## [WHAT THE TASK ASKS]
So that the copy matches the original, write out every entry exactly.

═══

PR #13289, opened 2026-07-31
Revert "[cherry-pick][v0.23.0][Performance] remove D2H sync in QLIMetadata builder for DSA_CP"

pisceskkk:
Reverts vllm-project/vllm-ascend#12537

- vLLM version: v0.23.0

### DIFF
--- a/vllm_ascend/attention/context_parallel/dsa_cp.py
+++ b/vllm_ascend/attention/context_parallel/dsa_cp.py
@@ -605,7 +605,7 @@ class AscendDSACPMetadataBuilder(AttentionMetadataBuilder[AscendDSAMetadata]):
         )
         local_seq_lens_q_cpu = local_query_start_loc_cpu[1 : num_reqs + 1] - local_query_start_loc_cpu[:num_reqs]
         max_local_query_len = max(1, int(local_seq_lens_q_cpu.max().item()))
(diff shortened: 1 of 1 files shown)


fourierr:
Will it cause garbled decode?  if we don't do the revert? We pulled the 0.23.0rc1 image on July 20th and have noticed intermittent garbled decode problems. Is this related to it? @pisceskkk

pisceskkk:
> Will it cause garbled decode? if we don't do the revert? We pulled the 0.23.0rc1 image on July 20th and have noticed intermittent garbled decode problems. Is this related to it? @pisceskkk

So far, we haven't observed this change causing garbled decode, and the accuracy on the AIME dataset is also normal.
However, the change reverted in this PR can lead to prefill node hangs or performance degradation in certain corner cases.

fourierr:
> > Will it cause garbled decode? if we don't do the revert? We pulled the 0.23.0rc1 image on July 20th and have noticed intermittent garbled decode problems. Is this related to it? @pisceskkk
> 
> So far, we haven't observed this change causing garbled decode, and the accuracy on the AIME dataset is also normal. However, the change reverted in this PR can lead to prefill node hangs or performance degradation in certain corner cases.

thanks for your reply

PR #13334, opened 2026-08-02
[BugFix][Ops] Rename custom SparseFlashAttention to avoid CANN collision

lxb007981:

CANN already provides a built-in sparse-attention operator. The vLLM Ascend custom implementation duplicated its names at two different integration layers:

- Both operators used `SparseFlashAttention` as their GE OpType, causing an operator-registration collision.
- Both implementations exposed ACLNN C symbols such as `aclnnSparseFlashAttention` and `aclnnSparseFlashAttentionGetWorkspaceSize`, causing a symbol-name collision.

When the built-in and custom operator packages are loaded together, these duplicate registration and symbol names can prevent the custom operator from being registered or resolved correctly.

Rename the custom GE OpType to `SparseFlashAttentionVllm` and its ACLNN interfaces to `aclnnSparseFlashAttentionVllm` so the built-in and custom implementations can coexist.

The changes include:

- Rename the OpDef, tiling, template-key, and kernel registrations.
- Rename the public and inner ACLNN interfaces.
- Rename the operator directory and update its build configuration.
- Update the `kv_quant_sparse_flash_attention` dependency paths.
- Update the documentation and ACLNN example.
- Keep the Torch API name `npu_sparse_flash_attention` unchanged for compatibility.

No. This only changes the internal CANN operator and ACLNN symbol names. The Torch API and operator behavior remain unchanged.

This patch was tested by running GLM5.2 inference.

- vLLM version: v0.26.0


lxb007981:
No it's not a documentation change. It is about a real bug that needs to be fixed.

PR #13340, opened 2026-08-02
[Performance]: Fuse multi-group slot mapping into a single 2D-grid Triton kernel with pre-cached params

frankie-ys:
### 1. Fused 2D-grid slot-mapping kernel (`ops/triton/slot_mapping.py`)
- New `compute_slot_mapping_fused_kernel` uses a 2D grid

═══

## [YOUR RESPONSE]
PR #13289, opened 2026-07-31
Revert "[cherry-pick][v0.23.0][Performance] remove D2H sync in QLIMetadata builder for DSA_CP"

pisceskkk:
Reverts vllm-project/vllm-ascend#12537

- vLLM version: v0.23.0

### DIFF
--- a/vllm_ascend/attention/context_parallel/dsa_cp.py
+++ b/vllm_ascend/attention/context_parallel/dsa_cp.py
@@ -605,7 +605,7 @@ class AscendDSACPMetadataBuilder(AttentionMetadataBuilder[AscendDSAMetadata]):
         )
         local_seq_lens_q_cpu = local_query_start_loc_cpu[1 : num_reqs + 1] - local_query_start_loc_cpu[:num_reqs]
         max_local_query_len = max(1, int(local_seq_lens_q_cpu.max().item()))
(diff shortened: 1 of 1 files shown)


fourierr:
Will it cause garbled decode?  if we don't do the revert? We pulled the 0.23.0rc1 image on July 20th and have noticed intermittent garbled decode problems. Is this related to it? @pisceskkk

pisceskkk:
> Will it cause garbled decode? if we don't do the revert? We pulled the 0.23.0rc1 image on July 20th and have noticed intermittent garbled decode problems. Is this related to it? @pisceskkk

So far, we haven't observed this change causing garbled decode, and the accuracy on the AIME dataset is also normal.
However, the change reverted in this PR can lead to prefill node hangs or performance degradation in certain corner cases.

fourierr:
> > Will it cause garbled decode? if we don't do the revert? We pulled the 0.23.0rc1 image on July 20th and have noticed intermittent garbled decode problems. Is this related to it? @pisceskkk
> 
> So far, we haven't observed this change causing garbled decode, and the accuracy on the AIME dataset is also normal. However, the change reverted in this PR can lead to prefill node hangs or performance degradation in certain corner cases.

thanks for your reply

PR #13334, opened 2026-08-02
[BugFix][Ops] Rename custom SparseFlashAttention to avoid CANN collision

lxb007981:

CANN already provides a built-in sparse-attention operator. The vLLM Ascend custom implementation duplicated its names at two different integration layers:

- Both operators used `SparseFlashAttention` as their GE OpType, causing an operator-registration collision.
- Both implementations exposed ACLNN C symbols such as `aclnnSparseFlashAttention` and `aclnnSparseFlashAttentionGetWorkspaceSize`, causing a symbol-name collision.

When the built-in and custom operator packages are loaded together, these duplicate registration and symbol names can prevent the custom operator from being registered or resolved correctly.

Rename the custom GE OpType to `SparseFlashAttentionVllm` and its ACLNN interfaces to `aclnnSparseFlashAttentionVllm` so the built-in and custom implementations can coexist.

The changes include:

- Rename the OpDef, tiling, template-key, and kernel registrations.
- Rename the public and inner ACLNN interfaces.
- Rename the operator directory and update its build configuration.
- Update the `kv_quant_sparse_flash_attention` dependency paths.
- Update the documentation and ACLNN example.
- Keep the Torch API name `npu_sparse_flash_attention` unchanged for compatibility.

No. This only changes the internal CANN operator and ACLNN symbol names. The Torch API and operator behavior remain unchanged.

This patch was tested by running GLM5.2 inference.

- vLLM version: v0.26.0


lxb007981:
No it's not a documentation change. It is about a real bug that needs to be fixed.

PR #13340, opened 2026-08-02
[Performance]: Fuse multi-group slot mapping into a single 2D-grid Triton kernel with pre-cached params

frankie-ys:
### 1. Fused 2D-grid slot-mapping kernel (`ops/triton/slot_mapping.py`)
- New `compute_slot_mapping_fused_kernel` uses a 2D grid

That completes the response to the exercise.